Mistake #3 was that they perhaps weren’t sufficiently skeptical about the wider implications of the change, including why unencoded parameters hadn’t previously been an issue.
The change was deployed to development and pass to designer for review. They were happy to see an unusually comprehensive test script, so followed it and further approved the PR.
Mistake #4 was that they were so directed by the test script that they didn’t do any further testing.
The change was pushed to staging, and again manually tested and signed-off.
Mistake #5 was that although staging contains very different (i.e. more realistic) data than development, a full regression test wasn’t performed as would normally be the case, because the fix appeared so targeted and there was pressure to ship the change.

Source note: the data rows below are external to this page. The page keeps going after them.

PR #1059, opened 2020-01-14
KYLIN-4291 Parallel segment building may causes WriteConflictException

zhangayqian:


core-dictionary/src/main/java/org/apache/kylin/dict/DictionaryManager.java
```diff
@@ -193,12 +194,24 @@ private DictionaryInfo updateExistingDictLastModifiedTime(String dictPath) throw
...
         if (StringUtils.isBlank(dictPath))
             return NONE_INDICATOR;
-        long now = System.currentTimeMillis();
-        store.updateTimestamp(dictPath, now);
-        logger.info("Update dictionary {} lastModifiedTime to {}", dictPath, now);
-        DictionaryInfo dictInfo = load(dictPath, true);
-        updateDictCache(dictInfo);
-        return dictInfo;
+
+        int retry = 7;
```
zhoukangcn: I think change constant to KylinConfig is a better way.

zhangayqian: Great advice! Thank you!

PR #2316, opened 2025-02-27
KYLIN-6067 Keep columns order in select star for ModelView

gleonSun:
* change order config from int to string

* fix toLowerCase


lionelcao (approved):
LGTM

PR #154, opened 2022-01-11
[Content] NoveltySlice Reference

jamesb93:
This adds a reference entry for the novelty slice object.

I've nabbed a lot of @weefuzzy's previous work and enriched it with some visualisations of my own confection. Would you be up for taking a squiz alongside @tremblap as this one is more knotty and it would be good to have both of your perspectives.


jamesb93:
> I love this, the example and all. it is still a bit cryptic and I wonder if the kernel size would benefit from another version of the graph with a 41x41 square drawn on it and moving along the line of difference, but maybe I get too used to sexy visualisations :D

I really want this too, but not sure it is cheap in terms of time for the payoff. Definitely doable but will take a few days to get it right perhaps.

PR #160, opened 2022-01-12
[Enhance] Made with FluCoMa Header Update

jamesb93:
Adds significant cosmetic updates to made with flucoma articles.

@jdchart do you think you could take a look at this and let me know what you think? You can check by having a peek at one of your articles that you wrote on the vercel preview.


jdchart:
Hey - flairs no longer a thing on mwf index ? Seems a shame.. 

I like the card border format thing with the artist bio - but Olivier's bio text seemes to have dissapeared ?

Like the green box for download also !

jamesb93:
> Hey - flairs no longer a thing on mwf index ? Seems a shame..

I forgot to reimplement it! I'll go back and do that.

> I like the card border format thing with the artist bio - but Olivier's bio text seemes to have dissapeared ?

Woops. I forgot to put it back in in the new format which uses a <slot /> to render some HTML rather than having the bio as a string variable.

I did this one later in the day so seems my marbles were gone a bit in the midst. Glad I put it to you for review @jdchart

jdchart:
The site's looking really nice though ! It's the small things

jamesb93:
@jdchart mind taking one look just to check I covered those errors?

In the future I'll do something a bit better for the artist profile, there is something not quite right that I cannot put my finger on.

jdchart:
All looks good to me.

For the artist profile, maybe it takes up too much space, like, seems weird to go onto an article and be met with half the screen covered by the top of Olivier's head..

Capture d’écran 2022-01-13 à 09 52 52

But honestly it looks good enough for now !

jdchart:
Capture d’écran 2022-01-13 à 09 52 59

even when scrolling you dont get the whole thing on the page.

But again, it doesnt look terrible. The border helps !

jamesb93:
> Capture d’écran 2022-01-13 à 09 52 59
> 
> even when scrolling you dont get the whole thing on the page.
> 
> But again, it doesnt look terrible. The border helps !

Hmm yeah...it works better for Hayes' because that picture has a more screen-like aspect ratio. I'll do some thinking and try something else maybe

jdchart:
To make things even more complicated, the upcoming articles feature two profiles ! Alice and Chris, Hans and Mark, Niamh and Alex ect

jamesb93:
That's good info - I'm whippin gup something now but need to go get vaccinated lol so I'll be back later to finish this work if you'd happy to review in the arvo?

jdchart:
No problemo!

jamesb93:
@jdchart i've made the component more real-estate friendly and smaller. It is also somewhat generalisable to a "duo profile" as we can slim them down and stick two next to each other. What do you think?

jamesb93:
I think we should also impose a character limit on the bios. Usually people have a smaller bio they can offer, like a 140 one and a 280 one...

jdchart:
I think this already looks a lot better

jdchart:
character limit, or like three lines displayed by default with expand option ?

jamesb93:
> character limit, or like three lines displayed by default with expand option ?

It could be expandable, thats not a bad idea at all! Only issue is that I'm wrapping up the entire container in an `<a>` (making it the whole box a hyperlink) which stops you from being able to select internal elements. Let's add this as an internal feature request and i'll loop around to it once I've got some other more pressing things out of the way.

Issue #91, opened 2021-12-02
Navigation and Discoverability


jamesb93:
I'm opening this issue as a sort of open question about how we can make the content more open to beginners who just want to browse as well as more directed for those who know what they want. One obvious thing to do is fuzzy searching. You type in "unsupervised" and all the algorithms that do unsupervised learning pop-up for example.

I'm thinking visual exploration too. We've discussed the possibility of some sort of decision tree that could be used to hone one's path through all the materials.

Another approach is something like this, not exactly, but like it. I don't like the fact that text is not all sitting flat.

https://bl.ocks.org/YungCrunchy/raw/a3ee962aefedef7eafa586646a80c29e/

jamesb93:
https://lunrjs.com/
https://fusejs.io/
https://www.npmjs.com/package/flexsearch
https://endler.dev/2019/tinysearch/

https://github.com/nextapps-de/flexsearch#nested-data-fields-complex-objects

Create a Corpus (js/py)
Make corpus searchable inside client-side

jamesb93:
https://svelte.dev/repl/a1b828d80de24f7e995b2365782c8d04?version=3.44.2

jamesb93:
https://github.com/mattyork/fuzzy

jamesb93:
https://www.npmjs.com/package/js-search

jamesb93:
https://awesomeopensource.com/project/ajitid/fzf-for-js

jamesb93:
https://github.com/nextapps-de/flexsearch#field-search is reall what we want I think... there is a section on tags below it too..

jamesb93:
Should investigate the possibility of adding all FluCoMa events and stuff to the database (introduced in #106) so that all the flucoma stuff is indexed.

jamesb93:
This is in a good place now, and instead of being a persistent issue the ongoing discussion should be moved to a repo wiki/discussion.

PR #163, opened 2022-01-13
[Enhance] Update reference page searchability

jamesb93:


jamesb93:
@weefuzzy @jdchart 

I'm trying to work towards my first major goal of the learn platform: [Navigation and Discoverability](https://github.com/flucoma/learn-website/issues/91).

Would you be able to take a look at `/references` and see if this interface is a bit more digestable than its previous iteration?

jdchart:
Format looks nicer than before (font + colours)
Much nicer that everything fits into one window, i can see everything at once.

Perhaps the blurb could appear in a popup when hovering on the name of the algorithm to give further explanation than just the algorithm name? But could clutter things.

jamesb93:
> Format looks nicer than before (font + colours) Much nicer that everything fits into one window, i can see everything at once.
> 
> Perhaps the blurb could appear in a popup when hovering on the name of the algorithm to give further explanation than just the algorithm name? But could clutter things.

Its a nice idea but I think it will clutter things. Also doesn't work for screen readers which I'm trying to support as best I can.

weefuzzy:
Agree it looks nicer. I miss what the search box could *potentially* have been (although I acknowledge that it wasn't that thing yet), but a vaguely intelligent way of filtering down that quite long list with some search terms would be really valuable. 

See the point about pop ups being difficult re clutter and screen readers, but I don't think this is insurmountable...

Anyway, in general I approve

jamesb93:
I was wary of duplicating the search up the top. Maybe I can mix elements of the previous and current iteration though?

weefuzzy (approved):
I think we can return to the question of snazzy search fields later, in the interests of manageable PRs n' all that. This is definitely a stylistic and organisational improvement, which was the point ❤️

jamesb93:
Cool, wangled it in for the impending PR storm.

In the meantime another developer noticed that pagination was broken on the development system.
Mistake #6 was my assumption that this was a recurrence of a (rare) race condition under separate investigation.
Eventually another member of the team noticed breakage in a seemingly unconnected part of the app i.e. assignment of users to groups. The ultimate cause of this was the search method, despite its name, was not only used for search but also for retrieval of resources by ID(s). But in this case the comma separated list of IDs was encoded before calling the function. Pagination had also silently broken because it relied on a continuation token being passed to the search function, which had also already been encoded.
Mistake #7 was not having comprehensive E2E tests for these features.
So we learnt some lessons:
- Actively discourage deference to other developers who are more experienced or more familiar with the code in questions - this does not make anyone infallible. It’s good to regard all changes with skepticism!
- Don’t assume that code changes only have local effects
- Automate tests wherever possible, but if you rely on manual testing then ensure that it is done with discipline
And we made some changes:
- Perform acceptance tests in staging, and do regression testing without exception
- Improve E2E test coverage
- Consider how typing can be used to distinguish between raw and encoded inputs
All in all this was an educational (if sobering) experience. The issue and fix were fairly mundane, but as an experienced developer it was surprising (to me) how many classic traps I fell into, and how many improvements could be made as a result of a thinking thoroughly about the root causes. This is a very real example of how mistakes are an opportunity to learn!